Segment Start: Data supplied

PR #350, opened 2016-04-28
Feature/toast

brandonjmckay:
Continuation of https://github.com/miguelcobain/ember-paper/pull/141

PR #141, opened 2015-07-31
Feature: Toasts & Snackbars

peec:
Demo: http://jensb.home.pkj.no/paper-toast/index.html#/toast

- Full featured toasts.
- Angular material scss only
- Actions up, data down driven
- Animations, Swipe and all event based features works.

PR #529, opened 2016-10-28
Feature/toast

pauln:
Continuation of PR #350 (itself a continuation of PR #141).  Rebased and updated to work on latest master, plus some minor fixes.


tests/unit/components/paper-toast-test.js
```diff
@@ -0,0 +1,35 @@
+import { moduleForComponent, test } from 'ember-qunit';
```
miguelcobain: This should be converted to an integration test.
This is the test that is failing (`needs: ['service:transition-events']` no longer makes sense in the new ember-css-transitions version we're using).

brandonjmckay:
May want to check out [ember-notify](https://github.com/aexmachina/ember-notify). I know I revised the original work, but that's no quite some time ago, could probably use a revisit to the implementation.

xomaczar:
I'm needing some toasts in my app - what's the general direction we want to go? Continue work based on this PR or use external addons and why? I'm willing to drive this to completion

miguelcobain:
@xomaczar thanks again for your interest. I actually have what I think to be a good plan to tackle toasts.

### Step 1

Make a `{{#paper-toast` component. This will be our basic building block. It would work pretty much like a `{{#paper-dialog` and it would be public in case people want to make more customised things in a toast. A basic example:

```hbs
{{#if isToastOpen}}
  {{#paper-toast onClose=(action (mut isToastOpen) false)}}
    Toast was shown successfully!
  {{/paper-toast}}
{{/if}}

{{#paper-button onClick=(action (mut isToastOpen) true)}}
  Open toast
{{/paper-button}}
```

API:
- `hideDelay` - default `3000` - number of ms before triggering the `onClose` action. Note that the action is responsible for closing the toast, DDAU style, pretty much like dialogs. we could support a special value like `false` to make a toast that never automatically closes itself.
- `parent` - default `paper-wormhole` - this is the id of the parent of the toast we will render into, again very similar to dialogs. I'm not 100% sure if we can render toasts on paper-wormhole as well, but I don't see why we can't.
- `position` - default `'bottom left'` - possible values are `'bottom left'`, `'bottom right'`, `'top left'`, `'top right'`
- `capsule` - default to `false` - Whether or not to add the `md-capsule` class to the toast to provide rounded corners

The component will probably yield some util components that hide the material markup underneath:

```hbs
{{#paper-toast onClose=(action (mut isToastOpen) false) as |toast|}}
  {{#toast.text}}
    Custom toast!
  {{/toast.text}}
  {{#toast.close-button}}
    Close
  {{/toast.close-button}}
  {{!--
    for maximum flexibility, we should also yield the close action.
    users may trigger it in any way they want
  --}}
  <button onclick=(action toast.closeAction)>Close using ember</button>
{{/paper-toast}}
```

Notes:
- the component would include the ColorMixin to support `accent=true`
- I believe we'll need to use ember-css-transitions for animating the toast
- We need this building block, and there's no reason we shouldn't make it public (that is, we should export it to the consuming app). It may allow more complex toasts the service won't. Speaking of that...

### Step 2

Make a service so we can show toasts more easily.
I'll lay out the API and the approach here soon.

xomaczar:
Thanks Miguel for details description - this smells like the first ember-paper RFC

miguelcobain:
closed in favor of https://github.com/miguelcobain/ember-paper/issues/706

PR #531, opened 2016-10-31
paper-select focus fix

ibarrick:
Should not try to call focusTarget.focus if there is no focusTarget (which is perfectly possible).


miguelcobain:
Thanks again. 👍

Segment End: Data supplied

Required action
How many lines in the data contain "using"? Answer with the number alone.

Finished exercise
2